Le label Ghostbox ou la pop hantée

Par JEAN-EMMANUEL DELUXE

Le fantomatique label de musique pop Ghostbox puise à la source trouble de la French Theory avec son maître d’oeuvre Jim Jupp.

Jacques Derrida (1930-2004) est une icône de la pop britannique, comme le prouve le groupe Scritti Politti qui lui a dédié en 1982 une chanson où il est proclamé, “I’m in Love with a Jacques Derrida”. Ce pillier de la théorie de la déconstruction est également l’inventeur de l’hantologie, un néologisme qui recouvre toutes les oeuvres qui se construisent en invoquant pour les recycler les spectres du passé. Fondé l’année de la mort de Derrida par le graphiste Julian House et le producteur Jim Jupp du groupe Belbury Poly, le label Ghostbox est devenu sans le vouloir la figure de proue du mouvement de l’hantologie dans la pop.

LE MONDE D’AVANT INTERNET

Jim Jupp, le maître d’oeuvre de Ghostbox, a fondé les bases de son label de manière empirique. Pas de grands concepts mais plutôt l’envie d’évoquer des mondes mystérieux et de faire marcher notre imagination. À l’instar de la période d’avant internet quand, pour se remémorer un film ou une chanson obscure, nous ne pouvions faire appel qu’à notre mémoire. Ce n’était pas obligatoirement une chose négative : parfois le souvenir fantasmé d’une oeuvre est plus fort que sa réalité. Sir Jupp nous confie : “Avec Ghostbox, nous ne cherchons pas à reproduire une période précise de l’histoire mais nous tentons de recréer des souvenirs à moitié effacés pour des choses qui n’ont existé que dans un monde parallèle.” Tel Monsieur Jourdain qui faisait de la prose sans le savoir, Jim Jupp et son comparse Julian House découvrirent sur le tard qu’ils produisaient de l’hantologie à la Derrida.

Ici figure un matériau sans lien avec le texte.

PR #900, opened 2026-01-03
feat(v2-sdk): support async dynamic hooks for price and metadata

shuhei0866:
# feat(v2-sdk): Support Async Dynamic Hooks for Price and Metadata

## 1. Problem Statement
The current implementation of `DynamicPrice` and `DynamicPayTo` in the Python v2 SDK only supports synchronous callables. Real-world use cases—such as CMS integrations (e.g., Notion), adaptive pricing engines, or user-specific discounts—require looking up data in a database or calling an external API to determine the price or metadata. These operations must be performed asynchronously to maintain server responsiveness.

Additionally, metadata fields like `description` and `resource` were static, preventing developers from dynamically identifying the specific resource being sold at runtime (e.g., specific article titles in a CMS).

## 2. Proposed Solution: Enhanced Dynamic Hooks
This PR significantly matures the v2 SDK's dynamic capabilities by introducing robust, non-blocking hooks across all key route parameters.

### Architecture
```mermaid
sequenceDiagram
    participant Client as Client
    participant MW as x402 Middleware (FastAPI/Flask)
    participant Hook as Dynamic Hook (User Logic)
    
    Client->>MW: Request (GET /contents/123)
    Note over MW, Hook: Lazy Evaluation at Runtime
    MW->>Hook: await/call execute(context)
    Hook-->>MW: price, description, resource, etc.
    MW->>MW: Generate PaymentRequirements
    MW-->>Client: 402 Payment Required (Dynamic Info)
```

### Key Technical Changes
- **Unified Sync/Async Support**: Seamlessly handles both synchronous and asynchronous callables using `asyncio.iscoroutine` detection. This ensures 100% backward compatibility with initial v2 designs while unlocking full async power.
- **Metadata Dynamism**: Added `DynamicString` support for `description` and `resource` fields in `RouteConfig`.
- **Per-Route Timeout Configuration**: Introduced `hook_timeout_seconds` in `RouteConfig` (defaults to 5.0s), allowing developers to tune resilience based on their hook's expected latency.
- **Robust Flask/WSGI Bridge**: Enhanced event loop management in the Flask middleware to prevent loop-nesting issues in synchronous environments, ensuring production-grade reliability.
- **Sanitized Error Handling**: Hook failures and timeouts now return a standardized 500 error, ensuring internal stack traces are not exposed to clients.

## 3. Testing Performed
- ✅ **Async Integration**: Verified true async resolution with `asyncio.sleep`.
- ✅ **Sync Backward Compatibility**: Confirmed that legacy synchronous hooks still resolve perfectly.
- ✅ **Timeout Verification**: Confirmed that hooks exceeding the customized timeout return a proper 500 error instead of hanging.
- ✅ **Concurrency**: Verified that concurrent requests with different pricing logic maintain isolation.
- ✅ **Regression**: Updated all 16 existing integration tests to be async-compatible; all passed.

## 4. Why this matters for v2
This contribution brings the Python v2 SDK to functional parity with the advanced features of the TypeScript SDK, enabling the sophisticated "Advanced Patterns" (Dynamic Pricing) envisioned in the v2 specification.

### DIFF
--- a/python/x402/http/middleware/flask.py
+++ b/python/x402/http/middleware/flask.py
@@ -1,6 +1,7 @@
 """Flask middleware for x402 payment handling.
 
 Provides payment-gated route protection for Flask applications.
+Uses x402HTTPResourceServerSync for synchronous request processing without asyncio overhead.
 """
 
 from __future__ import annotations
@@ -23,7 +24,7 @@ from ..types import (
     RouteConfig,
     RoutesConfig,
 )
-from ..x402_http_server import PaywallProvider, x402HTTPResourceServer
+from ..x402_http_server import PaywallProvider, x402HTTPResourceServerSync
 
 if TYPE_CHECKING:
     from ...server import x402ResourceServer
@@ -315,7 +316,7 @@ class PaymentMiddleware:
             _register_bazaar_extension(server)
 
         self._app = app
-        self._http_server = x402HTTPResourceServer(server, routes)
+        self._http_server = x402HTTPResourceServerSync(server, routes)
         self._paywall_config = paywall_config
         self._sync_on_start = sync_facilitator_on_start
         self._init_done = False
@@ -362,7 +363,7 @@ class PaymentMiddleware:
                 self._http_server.initialize()
                 self._init_done = True
 
-            # Process payment request
+            # Process payment request synchronously (no asyncio overhead)
             result = self._http_server.process_http_request(context, self._paywall_config)
 
             if result.type == "no-payment-required":
--- a/python/x402/http/types.py
+++ b/python/x402/http/types.py
@@ -133,14 +133,10 @@ class PaywallConfig:
     testnet: bool = False
 
 
-# Dynamic function types for async server (supports both sync and async callbacks)
+# Dynamic function types (supports both sync and async callbacks)
 # Keep Awaitable support for Price and PayTo to achieve parity with TS
 DynamicPayTo = Callable[[HTTPRequestContext], "str | Awaitable[str]"]
 DynamicPrice = Callable[[HTTPRequestContext], "Price | Awaitable[Price]"]
-
-# Dynamic function types for sync server (sync callbacks only)
-SyncDynamicPayTo = Callable[[HTTPRequestContext], str]
-SyncDynamicPrice = Callable[[HTTPRequestContext], "Price"]
 
 
 @dataclass
@@ -177,7 +173,7 @@ class RouteConfig:
     custom_paywall_html: str | None = None
     unpaid_response_body: UnpaidResponseBody | None = None
     extensions: dict[str, Any] | None = None
-    hook_timeout_seconds: float = 5.0
+    hook_timeout_seconds: float | None = None
 
 
 RoutesConfig = dict[str, RouteConfig] | RouteConfig
--- a/python/x402/http/types.py
+++ b/python/x402/http/types.py
@@ -133,9 +133,14 @@ class PaywallConfig:
     testnet: bool = False
 
 
-# Dynamic function types
-DynamicPayTo = Callable[["HTTPRequestContext"], str]
-DynamicPrice = Callable[["HTTPRequestContext"], "Price"]
+# Dynamic function types for async server (supports both sync and async callbacks)
+# Keep Awaitable support for Price and PayTo to achieve parity with TS
+DynamicPayTo = Callable[[HTTPRequestContext], "str | Awaitable[str]"]
+DynamicPrice = Callable[[HTTPRequestContext], "Price | Awaitable[Price]"]
+
+# Dynamic function types for sync server (sync callbacks only)
+SyncDynamicPayTo = Callable[[HTTPRequestContext], str]
+SyncDynamicPrice = Callable[[HTTPRequestContext], "Price"]
 
 
 @dataclass
@@ -146,7 +151,7 @@ class UnpaidResponseResult:
     body: Any
 
 
-UnpaidResponseBody = Callable[["HTTPRequestContext"], UnpaidResponseResult]
+UnpaidResponseBody = Callable[[HTTPRequestContext], UnpaidResponseResult]
 
 
 @dataclass
@@ -172,6 +177,7 @@ class RouteConfig:
     custom_paywall_html: str | None = None
     unpaid_response_body: UnpaidResponseBody | None = None
     extensions: dict[str, Any] | None = None
+    hook_timeout_seconds: float = 5.0
 
 
 RoutesConfig = dict[str, RouteConfig] | RouteConfig
--- a/python/x402/http/types.py
+++ b/python/x402/http/types.py
@@ -3,7 +3,7 @@
 from __future__ import annotations
 
 import re
-from collections.abc import Callable
+from collections.abc import Awaitable, Callable
 from dataclasses import dataclass, field
 from typing import TYPE_CHECKING, Any, Literal, Protocol
 
--- a/python/x402/http/x402_http_server.py
+++ b/python/x402/http/x402_http_server.py
@@ -174,7 +174,7 @@ class _x402HTTPServerBase:
                 "unpaidResponseBody", config.get("unpaid_response_body")
             ),
             extensions=config.get("extensions"),
-            hook_timeout_seconds=config.get("hook_timeout_seconds", 5.0),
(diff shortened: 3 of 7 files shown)


phdargen:
Hi @shuhei0866, thanks a lot for your contribution!

The async support for the dynamic route config looks good to me and brings the python v2 implementation in line with TS v2. 

Not sure about making `description` and `resource` dynamic as well. This goes beyond the current TS/Go implementations and might have some implications for the discovery layer. In my opinion would be better for the python v2 release to have feature-parity with the TS/Go packages. As a follow-up we could then introduces dynamic `description` and `resource` for all packages simultaneously if desired. Looping in @CarsonRoscoe for feedback

python/x402/http/middleware/flask.py
```diff
@@ -300,7 +301,24 @@ def _wsgi_middleware(
                 self._init_done = True
 
             # Process payment request
-            result = self._http_server.process_http_request(context, self._paywall_config)
+            try:
+                # Try to get existing event loop
+                loop = asyncio.get_event_loop()
+                if loop.is_running():
+                    # Loop is already running, cannot nest - use asyncio.run()
+                    result = asyncio.run(
```
phdargen: I think this creates a new event loop and cannot be called when another loop is running, might need another workaround or careful testing that this does not fail at runtime

CarsonRoscoe:
Great catch, yes fully agree on the hooks being async.

Also +1 to @phdargen's comment regarding resource/description. For now, lets aim for feature parity between Typescript/Go/Python. Once we have the Python SDK in with parity, we can start a Github issue to discuss generally across the SDKs what enhancements we want, and make those improvements to all SDKs. For now though, it's a race for Python parity

python/x402/http/x402_http_server.py
```diff
@@ -209,7 +210,7 @@ def register_paywall_provider(self, provider: PaywallProvider) -> x402HTTPResour
     # Request Processing
     # =========================================================================
 
-    def process_http_request(
+    async def process_http_request(
```
CarsonRoscoe: I do have concerns regarding making the root functions async by default.

As a rule of thumb, it's easy to add sync code to an async codebase. It's hard to add async code to a sync codebase. By making the root methods async, we're severely limiting the portability of the SDK.

However, the callbacks should be able to be async for the reasons you described.

I'm debating what the best course of action is. Maybe it's exporting two sets of wrapper classes, `x402HTTPServer` and `x402HTTPServerAsync`, or two sets of functions, `process_http_request` and `process_http_request_async`?

CarsonRoscoe: Right now I'm leaning on two classes. `x402HTTPServer` is the async default one with the best features (i.e. async callbacks). If someone can't use async in their codebase, we can provide a secondary `x402HTTPServerSync` class who allows the functions to remain sync, but is limited by having sync callbacks?

phdargen:
Please also rebase against [feat/python-v2-sdk](https://github.com/coinbase/x402/tree/feat/python-v2-sdk) @shuhei0866

shuhei0866:
Hey @phdargen @CarsonRoscoe!

Thanks so much for the detailed feedback — really appreciate you taking the time to explain the design considerations around sync/async handling!

## Summary of Changes

Based on your suggestions, I've implemented the following:

### Removed dynamic `description`/`resource`
Keeping only dynamic `price`/`payTo` for TS/Go parity, as discussed.

### Implemented dual class design
Following Carson's suggestion:
- **`x402HTTPResourceServer`** — async version for FastAPI/Starlette
- **`x402HTTPResourceServerSync`** — sync version for Flask/Django

Both classes share common logic via `_x402HTTPServerBase`, keeping the codebase DRY.

### Updated Flask middleware
Now uses `x402HTTPResourceServerSync` directly — no more `asyncio.run()` workarounds! This resolves the event loop concerns @phdargen raised.

```python
# Before (hacky)
result = asyncio.run(self._http_server.process_http_request(...))

# After (clean)
result = self._http_server.process_http_request(...)
```

### Integrated with `enrich_extensions`
Both async and sync versions properly call `enrich_extensions` for bazaar and other extensions.

### All tests passing
Rebased onto `feat/python-v2-sdk` and verified all tests pass.

## Design Highlights

- **Clear error handling**: `x402HTTPResourceServerSync` raises a helpful `TypeError` if someone accidentally passes an async callback
- **Timeout support**: Per-route `hook_timeout_seconds` configuration for async hooks
- **Backward compatible**: Existing code using `x402HTTPResourceServer` continues to work

---

Ready for review! Happy to adjust anything based on your feedback.

python/x402/http/types.py
```diff
@@ -133,9 +133,14 @@ class PaywallConfig:
...
-DynamicPayTo = Callable[["HTTPRequestContext"], str]
-DynamicPrice = Callable[["HTTPRequestContext"], "Price"]
+# Dynamic function types for async server (supports both sync and async callbacks)
+# Keep Awaitable support for Price and PayTo to achieve parity with TS
+DynamicPayTo = Callable[[HTTPRequestContext], "str | Awaitable[str]"]
+DynamicPrice = Callable[[HTTPRequestContext], "Price | Awaitable[Price]"]
+
+# Dynamic function types for sync server (sync callbacks only)
+SyncDynamicPayTo = Callable[[HTTPRequestContext], str]
+SyncDynamicPrice = Callable[[HTTPRequestContext], "Price"]
```
phdargen: SyncDynamicPayTo/SyncDynamicPrice aren't used anywhere. For type checking I think we would also need to define a SyncPaymentOption with SyncDynamicPayTo/SyncDynamicPrice but I would prefer a simpler API keeping an unified PaymentOption and simply removing SyncDynamicPayTo/SyncDynamicPrice. Having separate x402HTTPResourceServer and x402HTTPResourceServerSync plus clear runtime errors, should be enough

phdargen:
Please add `x402HTTPResourceServerSync` to the exports in [http/__init__.py](https://github.com/coinbase/x402/blob/feat/python-v2-sdk/python/x402/http/__init__.py)

python/x402/http/types.py
```diff
@@ -172,6 +177,7 @@ class RouteConfig:
     custom_paywall_html: str | None = None
     unpaid_response_body: UnpaidResponseBody | None = None
     extensions: dict[str, Any] | None = None
+    hook_timeout_seconds: float = 5.0
```
phdargen: The default timeout of 5s seems a bit low. 

Would also consider removing the timeout entirely as the TS implementation doesn't have it and to me this is more of a service infrastructure concern, rather than for the core SDK.

If it's handled at the server implementation level, timeouts could also be recovered with a fallback, eg sth like this:
```
async def get_dynamic_price(context: HTTPRequestContext) -> str:
    try:
        return await asyncio.wait_for(fetch_price_from_db(), timeout=3.0)
    except asyncio.TimeoutError:
        return "$0.01"  # fallback price
```

An alternative would be making `hook_timeout_seconds` None by default (no timeout) with an opt-in

shuhei0866:
Thanks for the feedback @phdargen! Addressed all points:

- Exported `x402HTTPResourceServerSync` 
- Removed `SyncDynamicPayTo`/`SyncDynamicPrice` (kept unified `PaymentOption`)
- Changed `hook_timeout_seconds` default to `None` (opt-in)

All tests passing.

phdargen (approved):

phdargen:
Looks great @shuhei0866, thanks again for your contribution!

phdargen:
We require commit signing @shuhei0866, happy to merge once you rebase with signed commits.
See here for instructions: https://docs.github.com/en/authentication/managing-commit-signature-verification/about-commit-signature-verification

shuhei0866:
Rebased with signed commits. Ready to merge!

phdargen:
> Rebased with signed commits. Ready to merge!

Thanks @shuhei0866, all your commits must be verified. Could you please sign the remaining ones as well?
Screenshot 2026-01-14 at 10 49 51

shuhei0866:
Sorry for the oversight! I wasn't aware that all commits needed to be signed.

Rebased and signed all 3 commits. All should now show as Verified.

phdargen:
> Sorry for the oversight! I wasn't aware that all commits needed to be signed.
> 
> Rebased and signed all 3 commits. All should now show as Verified.

Thanks, all good now 🚀

phdargen (approved):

Les visuels de Ghostbox puisent aussi bien dans d’anciens reportages de télévision, des vieilles couvertures de manuels de mathématiques que des films fantastiques oubliés. Musicalement, Ghostbox a toujours évité les chapelles. Jupp l’avoue, “pas facile de définir exactement en quoi, le rock psychédélique, l’électro, les débuts de la dance music, la musique concrète et la folk nous paraissent tous s’imbriquer avec logique dans notre imaginaire”. Pye Corner, qui vient de sortir un nouvel opus, fait partie de la maison depuis 2012. Tout le génie de son créateur, Martin Jenkins, est de mélanger de la dance music avec des musiques de films. Un cocktail où l’on peut goûter des réminiscences des B.O. de John Carpenter, de techno des 90s, de films d’horreurs transalpins et de science-fiction britanniques.

BELLE-ÎLE EN TERRE

Si Ghostbox peut compter sur des compagnons de route de longue date, il continue à chercher les moutons noirs à cinq pattes. “On est fiers de Large Plants (alias Jack Sharp), notre dernière signature dans un genre psyché sauce heavy rock qui manquait au label. Un 1er avril, j’avais découvert sa reprise de La Isla Bonita de Madonna.

Je l’ai supplié de nous laisser le sortir chez nous. On classe sa musique dans le bac psyché mais Jack donne l’impression d’être Bert Jansch (un folkeux mythique, ndlr) qui chanterait avec Black Sabbath.” Ghostbox s’amuse à brouiller les pistes et les genres. L’important étant de produire une musique irréelle où les références autant visuelles que sonores sortiraient d’un songe dadaïste. Comme le prouve la sortie récente de A Letter from TreeTops par Pneumatic Tubes – alias Jesse Chandler, le clavier et de Midlake et de Mercury Rev. Un projet lui aussi indéfinissable que l’on tentera de présenter comme de la musique pastorale rêvée par Carl Jung en voyage dans les Alpes.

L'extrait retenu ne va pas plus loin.